Ana içeriğe atla

Türkiye'de 10 yılda 125 milyar dolar aklandı

Global Financial Integrity (Küresel Finansal Dürüstlük Örgütü)’nün raporuna göre Türkiye’den 2014’te 12 milyar dolar yasadışı yollarla yurtdışına aktarılırken, 10 yılda aklanan tutar 125 milyar dolara çıktı.


Yolsuzluğa karşı uluslararası duyarlılığı artırmaya yönelik çalışmalar yapan Washington merkezli Global Financial Integrity’nin (Küresel Finansal Dürüstlük Örgütü - GFI) 1 Mayıs 2017’de yayımlanan “Gelişen Ülkelerde Yasadışı Finansal Akımlar” adlı raporuna göre, 2014’te yasadışı sermaye akımları toplamda 3.5 trilyon doları buldu. Gelişmiş ülkelerden gelişen ülkelere 2.5 trilyon dolarlık yasadışı sermaye girişi olurken, gelişen ülkelerden yasadışı sermaye çıkışı 1 trilyon dolara ulaştı. Özetle 10 yıllık süreçte gelişmiş ülkeler 2.5 trilyon doları gelişen ülkelere aktararak akladı. Gelişen ülkelerden ise 1 trilyon dolar yasadışı yollarla yurtdışına çıkarılarak aklandı. GFI, yasadışı sermaye akımlarının istikrarlı bir şekilde yüksek kaldığını tespit etti. Raporda, 2014 yılında gelişen ülkelerden toplam ticaretin yüzde 4.2-6.6’sı kadar yasadışı mali çıkışlar öngörüldü.

Türkiye’den ise 2014’te 11 milyar 994 milyon dolar yasadışı yollarla yurtdışına aktarıldı. Türkiye’ye yasadışı para girişi ise 51 milyar 972 milyon dolar oldu.
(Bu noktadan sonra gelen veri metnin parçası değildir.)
PR #455, opened 2026-07-11
Don't retry passwords if `fscrypt unlock` doesn't have a tty

### LINKED ISSUE #429: `fscrypt unlock </dev/null` hangs indefinitely
Steps to reproduce:
1. Create a directory managed by fscrypt
2. Run `fscrypt unlock DIR </dev/null`

I expect that this exits with an error, because it's never going to get a password (ideally it would say that it's unable to read stdin). Instead, it loops forever until canceled:
```
Enter login passphrase for jyn: Incorrect Passphrase
Enter login passphrase for jyn: Incorrect Passphrase
Enter login passphrase for jyn: Incorrect Passphrase
Enter login passphrase for jyn: Incorrect Passphrase
...
```

This bit me originally because I put `fscrypt unlock` in `/etc/ssh/sshrc`, so it completely locked me out of my machine until I was able to get physical access to it.

ebiggers:
Fixes https://github.com/google/fscrypt/issues/429

### DIFF
--- a/cli-tests/t_unlock.out
+++ b/cli-tests/t_unlock.out
@@ -62,6 +62,30 @@ Protected with 1 protector:
 PROTECTOR         LINKED  DESCRIPTION
 desc2  No      custom protector "prot"
 
+# Try to unlock with no stdin
+[ERROR] fscrypt unlock: incorrect key provided
+"MNT/dir" is encrypted with fscrypt.
+
+Policy:   desc1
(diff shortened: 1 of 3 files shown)


josephlr (approved):
LGTM. Are we ok with prompting for a retry if the password is wrong and the user passed `--quiet`?

ebiggers:
> LGTM. Are we ok with prompting for a retry if the password is wrong and the user passed `--quiet`?

Changed to make `--quiet` continue to disable retrying.

PR #456, opened 2026-08-09
docs: document udev dependency for /dev/disk/by-uuid links

### LINKED ISSUE #55: Document exact specifics of udev dependancy
With #54, the directory `/dev/disk/by-uuid` and its contents are now necessary to establish cross filesystem links. This means use of these links now depends on a specific _default_ udev rule, namely `60-persistent-storage.rules`. The source can be found in the [systemd tree](https://github.com/systemd/systemd/blob/master/rules/60-persistent-storage.rules), [eudev tree](https://github.com/gentoo/eudev/blob/master/rules/60-persistent-storage.rules), and [the old udev tree](https://github.com/lu-zero/udev/blob/master/rules/60-persistent-storage.rules).

The documentation (probably part of #10) should explain this an other dependencies in a single section. It should also explain when these dependencies are necessary (build-time, run-time, link creation time, etc..).

amarkdotdev:
## Summary
- Document that cross-filesystem UUID links depend on `/dev/disk/by-uuid` and the standard `60-persistent-storage.rules` udev rule.
- Clarify this is a runtime / link-creation dependency (not build-time), including path fallback behavior.

Fixes #55

## Notes
- Contributor will sign the Google CLA if required for this repository.

## Test plan
- [ ] Review the new Runtime dependencies subsection in README.md for accuracy

### DIFF
--- a/README.md
+++ b/README.md
@@ -337,8 +337,8 @@ run a minimal or custom udev setup without that rule, ensure equivalent rules
 still create `/dev/disk/by-uuid/*` symlinks before relying on UUID-based
 cross-filesystem links.  Example upstream sources:
 
-* [systemd `60-persistent-storage.rules`](https://github.com/systemd/systemd/blob/master/rules.d/60-persistent-storage.rules)
-* [eudev `60-persistent-storage.rules`](https://github.com/gentoo/eudev/blob/master/rules/60-persistent-storage.rules)
+* [systemd `60-persistent-storage.rules`](https://github.com/systemd/systemd/blob/main/rules.d/60-persistent-storage.rules.in)
+* [eudev `60-persistent-storage.rules`](https://github.com/eudev-project/eudev/blob/master/rules/60-persistent-storage.rules)
 
 ## Configuration file
 
--- a/README.md
+++ b/README.md
@@ -29,6 +29,7 @@ For the release notes, see the [NEWS file](NEWS.md).
 - [Features](#features)
 - [Building and installing](#building-and-installing)
 - [Runtime dependencies](#runtime-dependencies)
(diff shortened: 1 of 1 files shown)


README.md
```diff
@@ -313,6 +314,32 @@ If you configure `fscrypt` to use non-default features, other kernel
...
+* **Runtime (following a link):** when resolving an existing link that contains a
+  `UUID=` entry, `fscrypt` again uses `/dev/disk/by-uuid` (with a path fallback if
+  the UUID cannot be resolved).
+
+Most Linux distributions ship `60-persistent-storage.rules` by default.  If you
+run a minimal or custom udev setup without that rule, ensure equivalent rules
+still create `/dev/disk/by-uuid/*` symlinks before relying on UUID-based
+cross-filesystem links.  Example upstream sources:
+
+* [systemd `60-persistent-storage.rules`](https://github.com/systemd/systemd/blob/master/rules.d/60-persistent-storage.rules)
```
ebiggers: This link doesn't work.

README.md
```diff
@@ -313,6 +314,32 @@ If you configure `fscrypt` to use non-default features, other kernel
...
+* [eudev `60-persistent-storage.rules`](https://github.com/gentoo/eudev/blob/master/rules/60-persistent-storage.rules)
```
ebiggers: This one does work, but it redirects to a new location.  Best to link directly to the new location.

README.md
amarkdotdev: swapped it for a working link

README.md
amarkdotdev: pointed at the dest instead of the redirect

ebiggers:
Merged, thanks.

PR #999, opened 2021-05-02
Add octal escape sequences

CrazyInfin8:
This allows the use of octal escape sequences in string literals. Octal escapes are represented with a back slash followed by at least 1 and at most 3 octal digits. Octal escape sequences also cannot exceed 255 (the max value for an unsigned byte).

The two most common use cases for octal escapes are null bytes represented as`\0`, and ANSI escape sequences represented as `\033` or `\33` which is functionally similar to `\e`.

### DIFF
--- a/src/vm/wren_compiler.c
+++ b/src/vm/wren_compiler.c
@@ -874,6 +874,28 @@ static int readHexEscape(Parser* parser, int digits, const char* description)
   return value;
 }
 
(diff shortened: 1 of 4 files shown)


PureFox48:
Well, now that we have both `\0` and `\e`, I don't think that supporting octal escapes is worthwhile, particularly as - unlike the existing escapes - they would be variable length.

I just can't think of any other use cases for them in modern programming.

PR #1000, opened 2021-05-02
Prevents the compiler from printing unprintable chars for escape sequences

CrazyInfin8:
Fixed an issue where invalid escape sequences can print bytes that were not meant to be printed, thus sometimes corrupting error messages.
image
After fix...
image


CrazyInfin8 (commented):
line 1028 may potentially conflict with #999 if it were to get accepted.

PR #1007, opened 2021-05-04
docs; fix example with 'continue'

tsukanov-as:
This is a minor fix in the documentation.


joshgoebel (approved):

ruby0x1:
nice catch, thanks for the PR!

Issue #994, opened 2021-04-28
Request: Support fields on foreign classes


joshgoebel:
**Is your request related to a specific problem you're having?**

Yes.  I'm work on networking for Wren CLI and the server object needs to hold some state on the C side.  It also has some Wren state that is of course stored in fields.  Evidently this is currently impossible so you're forced to create two classes, the Wren class and then the C foreign class - and then the Wren class must wrap the foreign class.  This is because foreign classes currently do not allow fields.  So you end up with something like:

```js
class TCPServer {
    construct new(ip, port) {
        // ...
        _uv = UVServer.new(ip, port, this)
    }
    listen() { _uv.listen_() }
    stop() { _uv.stop_() }
}

foreign class UVServer {
    construct new(ip,port,serverWren) {}
    foreign listen_()
    foreign stop_()
}
```

This starts to feel very unwieldy.  TCPServer now has to keep a reference to UVServer and vice versa (so some things can possibly be passed up the stack).  And many functions (anything that requires the lower-level C data) have to be proxied down from the non-foreign class.

Perhaps UVServer will get more complex but so far I feel like I'm asked to create a whole second class and all this proxying complexity foley to attach a some small amount of data to each Wren instance on the C side.  Am I missing something?  Is there a better pattern here I'm not aware of?

**The solution you'd prefer / feature you'd like to see added...**

It would be nice if this restriction was removed - if a class could both be foreign AND have fields.  A foreign class's RAM allocation might this look like:

```
[
  WREN_DATA (fields, etc),
  C_DATA (ram allocated to C)
]
```

Of course this wouldn't have to be contiguous memory, that would be an implementation detail.  

**Any alternative solutions you considered...**

Passing a pointer from C back into Wren as a number.  This would of course be problematic for GC but if C ALSO holds onto the object in question with a handle - this would ensure it's never GCed.  This pushes some memory management back into Wren as then you'd need to have a `destroy` callback that passed the number back to C again where the memory could deallocated and then the handle returned via `wrenReleaseHandle`.

I haven't tried this, it's just what popped into my head.

**Additional context...**

None.

mhermier:
I have this problem in mind since a while, tried various solutions that where not enougth generic for me. The solution without being completely generic is to fusion `ObjForeign` and `ObjInstance` structures, and change the API accordingly...

joshgoebel:
> to fusion ObjForeign and ObjInstance structures, and change the API accordingly

[...]

PR #1008, opened 2021-05-05
Adding fields support to foreign class #994 by adding ObjMemorySegment

mhermier:
Before it can be applied, this patch set requires to solve the question of the behavior when inheriting from a foreign, when no constructor/destructor are provided, while the parent class had some.

This patch set allow foreign class to have member variables with some restrictions. It still must inherit from a regular class without member variables (should we check that there is no static member variables ?) or from another foreign class.

It does that by adding an `ObjMemorySegment` which is the fusion of `ObjForeign` and `ObjInstance`. The name comes from the fact that such object can technically be used hold any object the VM can produce, and therefore represent a memory segment of the VM.

### DIFF
--- a/src/vm/wren_compiler.c
+++ b/src/vm/wren_compiler.c
@@ -2879,7 +2879,6 @@ static int getByteCountForArguments(const uint8_t* bytecode,
     case CODE_LOAD_LOCAL_8:
     case CODE_CONSTRUCT:
     case CODE_FOREIGN_CONSTRUCT:
-    case CODE_FOREIGN_CLASS:
     case CODE_END_MODULE:
     case CODE_END_CLASS:
       return 0;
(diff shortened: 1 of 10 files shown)


PureFox48:
> should we check that there is no static member variables ?

On the face of it, there seems no need as static methods are not inherited anyway.

mhermier:
True, but you end up in a situation where declaring a generic constructor in wren, results in the in a crash if you call a method from the super class expecting the defined constructor memory. And I don't see a way to `ASSERT` on this properly.

PureFox48:
Just check there are no instance or static fields then.

As it's a technical requirement that the foreign class needs to inherit from a regular class, the latter may just be invented for this sole purpose and not need any kind of state anyway.

mhermier:
I think we don't understand each other, the problem is in the subclass possibly not providing foreign user data to the parent class because of the default behavior when NULL is passed.

PureFox48:
I can see there is problem with static fields now you've explained it.

However, I'm try to look at it from a practical point of view.

In other words do you think it would be a major impediment if the regular super-class couldn't have either instance or static fields?

mhermier:
The problem lies in the fact that the constructor cannot be called in a re-entrant manner, leading to an improperly constructed regular object. But that issue can be circumvented in C, for foreign inheritance.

Rapora göre Türkiye’den toplam ticaretin yüzde 1-3’ü kadar yasadışı sermaye çıkışı öngörülürken, Türkiye’ye yasadışı para akışları toplam ticaretin yüzde 6 ila 13’ü arasında tahmin edildi. Türkiye’de 2014’te en az 399 milyar 787 milyon dolarlık ticaret yapılırken, 63 milyar 966 milyon dolarlık yasadışı para giriş çıkışı yaşandı.

Ayrıca fatura edilmeyen ticaret de aynı oranda gerçekleşti. 2004- 2015 arasında ise 125 milyar 462 milyon dolar Türkiye’den yasadışı yollarla yurtdışına çıkarılarak aklandı. Aynı dönemde Türkiye’ye yasadışı sermaye girişi 439 milyar 116 milyon dolar oldu.

Aynı kuruluşun Aralık 2015 tarihli raporuna göre Türkiye’den yasadışı sermaye çıkışı 2005’te 12 milyar 393 milyon dolar, 2006’da 11 milyar 50 milyon dolar, 2007’de 17 milyar 237 milyon dolar, 2008’de 18 milyar 435 milyon dolar, 2009’da 11 milyar 431 milyon dolar, 2010’da 13 milyar 365 milyon dolar, 2011’de 16 milyar 900 milyon dolar, 2012’de 17 milyar 524 milyon dolar, 2013’te ise 26 milyar 487 milyon dolar olmuştu.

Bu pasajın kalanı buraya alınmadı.